* THE PROBLEM: Check every line of the entries for "internals", and copy the lines that hold it.

* SUPPLIED INFORMATION:

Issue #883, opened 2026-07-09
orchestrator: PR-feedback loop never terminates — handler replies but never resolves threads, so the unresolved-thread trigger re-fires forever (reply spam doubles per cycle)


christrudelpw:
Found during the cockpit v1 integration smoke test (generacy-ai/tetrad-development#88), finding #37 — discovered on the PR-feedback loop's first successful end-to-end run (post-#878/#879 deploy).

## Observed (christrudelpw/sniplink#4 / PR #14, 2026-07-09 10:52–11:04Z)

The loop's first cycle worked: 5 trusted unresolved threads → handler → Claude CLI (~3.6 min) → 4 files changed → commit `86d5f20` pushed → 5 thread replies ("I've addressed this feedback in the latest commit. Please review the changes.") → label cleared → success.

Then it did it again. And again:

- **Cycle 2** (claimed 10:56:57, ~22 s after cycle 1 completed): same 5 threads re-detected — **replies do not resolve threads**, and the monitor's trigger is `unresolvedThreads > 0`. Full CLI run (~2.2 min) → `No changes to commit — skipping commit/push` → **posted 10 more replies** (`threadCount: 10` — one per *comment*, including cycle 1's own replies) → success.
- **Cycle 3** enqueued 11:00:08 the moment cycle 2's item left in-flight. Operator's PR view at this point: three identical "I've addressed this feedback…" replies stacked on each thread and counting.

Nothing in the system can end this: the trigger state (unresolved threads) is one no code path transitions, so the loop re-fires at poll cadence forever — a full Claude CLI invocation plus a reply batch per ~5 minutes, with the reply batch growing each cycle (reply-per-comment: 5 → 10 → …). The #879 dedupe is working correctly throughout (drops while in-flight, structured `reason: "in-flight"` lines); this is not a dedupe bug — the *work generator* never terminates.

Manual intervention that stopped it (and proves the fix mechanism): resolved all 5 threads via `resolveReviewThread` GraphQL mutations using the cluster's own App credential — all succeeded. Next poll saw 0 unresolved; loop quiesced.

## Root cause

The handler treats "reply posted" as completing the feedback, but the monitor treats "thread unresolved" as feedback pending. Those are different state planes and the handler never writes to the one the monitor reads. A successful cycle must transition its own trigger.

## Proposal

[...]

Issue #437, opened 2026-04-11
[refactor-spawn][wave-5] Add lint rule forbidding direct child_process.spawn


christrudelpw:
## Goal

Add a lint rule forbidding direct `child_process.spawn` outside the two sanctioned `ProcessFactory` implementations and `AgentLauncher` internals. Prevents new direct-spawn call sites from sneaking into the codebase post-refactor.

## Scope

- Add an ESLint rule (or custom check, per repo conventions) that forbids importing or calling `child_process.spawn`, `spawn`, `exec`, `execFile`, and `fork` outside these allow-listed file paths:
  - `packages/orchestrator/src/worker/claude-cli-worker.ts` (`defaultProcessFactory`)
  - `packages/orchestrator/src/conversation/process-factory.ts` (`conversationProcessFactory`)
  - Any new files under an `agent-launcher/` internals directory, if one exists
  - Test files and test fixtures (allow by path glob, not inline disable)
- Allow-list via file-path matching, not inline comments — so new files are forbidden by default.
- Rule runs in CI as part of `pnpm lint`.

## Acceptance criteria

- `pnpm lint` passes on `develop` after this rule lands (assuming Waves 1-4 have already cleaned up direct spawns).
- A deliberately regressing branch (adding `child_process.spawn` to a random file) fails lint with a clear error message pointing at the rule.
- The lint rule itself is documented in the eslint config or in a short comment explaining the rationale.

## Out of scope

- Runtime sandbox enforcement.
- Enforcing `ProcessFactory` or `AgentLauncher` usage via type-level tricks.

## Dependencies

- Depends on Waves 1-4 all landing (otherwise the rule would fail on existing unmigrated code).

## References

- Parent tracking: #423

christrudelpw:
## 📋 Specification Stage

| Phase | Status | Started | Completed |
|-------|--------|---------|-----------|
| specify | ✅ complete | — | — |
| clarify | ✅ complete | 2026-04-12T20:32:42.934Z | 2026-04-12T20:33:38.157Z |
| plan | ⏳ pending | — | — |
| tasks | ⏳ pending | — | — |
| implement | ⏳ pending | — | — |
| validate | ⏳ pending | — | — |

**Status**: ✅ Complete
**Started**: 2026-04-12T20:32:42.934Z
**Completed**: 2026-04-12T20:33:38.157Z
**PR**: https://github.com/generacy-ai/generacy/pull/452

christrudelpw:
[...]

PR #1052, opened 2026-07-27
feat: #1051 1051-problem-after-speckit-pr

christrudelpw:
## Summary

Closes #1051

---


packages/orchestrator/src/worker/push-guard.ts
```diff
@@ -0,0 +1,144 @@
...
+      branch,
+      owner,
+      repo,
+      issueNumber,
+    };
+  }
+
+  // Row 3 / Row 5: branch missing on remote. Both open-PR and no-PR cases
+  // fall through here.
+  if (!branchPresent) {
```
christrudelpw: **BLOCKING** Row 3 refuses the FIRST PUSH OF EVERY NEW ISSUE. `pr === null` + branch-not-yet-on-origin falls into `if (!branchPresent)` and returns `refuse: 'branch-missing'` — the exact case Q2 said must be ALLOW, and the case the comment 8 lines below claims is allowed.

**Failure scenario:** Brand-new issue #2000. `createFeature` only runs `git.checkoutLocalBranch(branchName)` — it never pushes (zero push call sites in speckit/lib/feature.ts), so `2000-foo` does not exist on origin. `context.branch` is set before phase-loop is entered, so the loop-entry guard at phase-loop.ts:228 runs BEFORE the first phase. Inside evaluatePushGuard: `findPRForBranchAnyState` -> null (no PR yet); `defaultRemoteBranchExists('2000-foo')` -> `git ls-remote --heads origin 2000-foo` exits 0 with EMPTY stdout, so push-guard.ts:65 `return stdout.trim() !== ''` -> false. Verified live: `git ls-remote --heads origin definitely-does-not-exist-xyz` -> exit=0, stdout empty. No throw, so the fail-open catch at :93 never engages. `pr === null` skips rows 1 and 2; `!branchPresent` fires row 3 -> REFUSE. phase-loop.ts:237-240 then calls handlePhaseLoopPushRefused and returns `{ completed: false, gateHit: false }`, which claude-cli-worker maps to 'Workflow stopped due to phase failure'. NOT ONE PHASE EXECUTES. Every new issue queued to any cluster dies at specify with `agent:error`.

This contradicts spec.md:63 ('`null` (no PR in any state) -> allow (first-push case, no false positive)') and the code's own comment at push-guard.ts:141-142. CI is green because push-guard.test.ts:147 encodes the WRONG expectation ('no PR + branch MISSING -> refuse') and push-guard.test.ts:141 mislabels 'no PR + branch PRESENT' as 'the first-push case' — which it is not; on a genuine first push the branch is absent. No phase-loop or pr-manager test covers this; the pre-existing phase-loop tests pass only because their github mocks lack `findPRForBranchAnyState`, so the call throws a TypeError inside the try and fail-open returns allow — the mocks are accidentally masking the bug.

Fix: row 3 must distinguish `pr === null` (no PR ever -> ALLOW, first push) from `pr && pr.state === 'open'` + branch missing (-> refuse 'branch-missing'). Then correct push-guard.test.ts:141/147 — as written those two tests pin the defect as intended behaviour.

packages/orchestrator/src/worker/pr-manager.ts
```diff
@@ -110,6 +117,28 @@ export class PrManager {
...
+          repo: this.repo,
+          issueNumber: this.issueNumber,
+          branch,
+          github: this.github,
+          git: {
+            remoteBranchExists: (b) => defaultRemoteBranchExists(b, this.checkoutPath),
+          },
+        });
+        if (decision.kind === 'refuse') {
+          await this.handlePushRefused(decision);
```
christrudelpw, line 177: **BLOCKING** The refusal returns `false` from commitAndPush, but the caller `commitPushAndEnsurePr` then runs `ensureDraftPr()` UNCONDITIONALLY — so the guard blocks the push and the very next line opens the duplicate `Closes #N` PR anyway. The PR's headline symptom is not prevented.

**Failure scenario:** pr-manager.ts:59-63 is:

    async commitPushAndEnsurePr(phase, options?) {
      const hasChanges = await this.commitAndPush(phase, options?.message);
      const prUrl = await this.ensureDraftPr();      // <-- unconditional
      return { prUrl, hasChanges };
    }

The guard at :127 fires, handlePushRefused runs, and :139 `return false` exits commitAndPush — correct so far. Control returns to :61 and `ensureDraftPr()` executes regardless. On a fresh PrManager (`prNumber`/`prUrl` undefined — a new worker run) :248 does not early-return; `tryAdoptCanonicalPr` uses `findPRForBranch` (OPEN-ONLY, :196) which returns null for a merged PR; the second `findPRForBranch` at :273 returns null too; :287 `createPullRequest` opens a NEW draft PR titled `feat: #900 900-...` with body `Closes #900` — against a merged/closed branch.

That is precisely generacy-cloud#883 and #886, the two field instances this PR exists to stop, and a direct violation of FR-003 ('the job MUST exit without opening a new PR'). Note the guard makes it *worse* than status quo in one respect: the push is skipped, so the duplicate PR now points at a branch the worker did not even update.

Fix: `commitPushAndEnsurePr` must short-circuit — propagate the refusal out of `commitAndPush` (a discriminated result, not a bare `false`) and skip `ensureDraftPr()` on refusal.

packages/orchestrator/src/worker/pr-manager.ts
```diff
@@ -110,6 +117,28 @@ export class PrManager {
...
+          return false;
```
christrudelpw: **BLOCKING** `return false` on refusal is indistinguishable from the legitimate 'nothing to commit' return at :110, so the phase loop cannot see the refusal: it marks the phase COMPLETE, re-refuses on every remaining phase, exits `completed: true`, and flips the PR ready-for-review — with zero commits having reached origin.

* SOLUTION TO THIS EXERCISE:
Add a lint rule forbidding direct `child_process.spawn` outside the two sanctioned `ProcessFactory` implementations and `AgentLauncher` internals. Prevents new direct-spawn call sites from sneaking into the codebase post-refactor.
  - Any new files under an `agent-launcher/` internals directory, if one exists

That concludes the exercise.